* The task
Your answer needs to include each line of the records in which the string "launched" can be found.

* Supplied records
————————
PR #1735, opened 2020-01-03
Automate alert push notification tests

ptbrowne:
Push notifications E2E tests were semi automatic since we had
to start the mock push notification server and compare the requests
received to what was expected.

Now the tests are automatic:

- Mock push notification server is automatically started during tests
- Push notifications sent to the mock push notification server are
  compared to what's expected
- Tests are no longer run through a custom CLI but through Jest


test/e2e/alerts.js
```diff
@@ -362,38 +353,59 @@ const runScenario = async (client, scenarioId, options) => {
     if (!options.showOutput) {
       console.error(`Re-run with -v to see its output.`)
     }
-    return false
+    throw new Error('Error while running onOperationOrBillCreate')
```
drazik: The error message includes "onOperationOrBillCreate". Shouldn't it be "alerts"?

docs/dev.md
```diff
@@ -442,7 +442,7 @@ be done on the CI in the future.
 It is possible to test push notifications with the `--push` flag. You need first to
 configure the stack so that it uses a fake server that will receive push notifications.
 
-- Add this to `~/.cozy.yml`:
+- Add this to `~/cozy.yml`:
```
drazik: I think the stack config file can vary. For example in [this piece of doc](https://docs.cozy.io/en/howTos/dev/services/#copy-the-default-config-file), it's under `~/.cozy/cozy.yaml` (that's what I personally use). So I think we should not give a specific path here, but just say "Add this to your cozy-stack configuration file".

docs/dev.md
```diff
@@ -416,15 +420,33 @@ touch on the file being launched solves it.
...
+```
+{ NotRegisteredException: Client not registered or missing OAuth information
+...
+```
+
+Removing the token fixes the problem
+
+```
+rm /tmp/cozy-client-oauth-cozy-tools:8080-banks.alerts-e2e.json
+```
```
drazik: Maybe we can add a link to this documentation section when we catch a NotRegisteredException?

jest.config.js
```diff
@@ -1,3 +1,5 @@
+const JEST_PROJECT = process.env.JEST_PROJECT
```
drazik: Is JEST_PROJECT something standard in jest? If it's custom, can we rename it to `TEST_LEVEL`? I find it more easy to understand since it can be related to the test pyramid (unit -> integration -> e2e)

test/e2e/alerts.e2e.spec.js
```diff
@@ -198,55 +169,71 @@ const main = async () => {
...
-  for (const [scenarioId, answer] of Object.entries(answers)) {
-    console.log(
-      answer ? '✅' : '❌',
-      scenarioId,
-      `(${scenarios[scenarioId].description})`
-    )
-  }
+    for (const scenario of Object.values(scenarios)) {
+      describe(scenario.description, () => {
+        it('should work', async () => {
```
drazik: Nit: If there's only one `it` in the scenario, I think we can drop the `describe` and put the scenario description in the `it`. It will remove a nesting level (in test code and in test summary), and also useless "should work".

test/e2e/alerts.e2e.spec.js
```diff
@@ -198,55 +169,71 @@ const main = async () => {
...
-main()
-  .catch(e => {
-    console.error(e)
-    process.exit(1)
-  })
-  .then(() => {
-    process.exit(0)
+    for (const scenario of Object.values(scenarios)) {
+      describe(scenario.description, () => {
+        it('should work', async () => {
```
drazik: Same nit for the scenario description here.

test/e2e/alerts.js
ptbrowne: No here, this is the onOperationOrBillCreate.js service that is launched.

docs/dev.md
ptbrowne: Correct, I fixed and added a link to the doc.

docs/dev.md
ptbrowne: I rm the file now so that this piece of doc is not needed.

test/e2e/alerts.e2e.spec.js
ptbrowne: Fixed, thanks !

jest.config.js
ptbrowne: I was inspired by https://github.com/facebook/jest/issues/7542#issuecomment-523807670, I think the final implementation in Jest will use the project noun.

drazik: OK :+1:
————————
* Answer to the exercise
@@ -416,15 +420,33 @@ touch on the file being launched solves it.
ptbrowne: No here, this is the onOperationOrBillCreate.js service that is launched.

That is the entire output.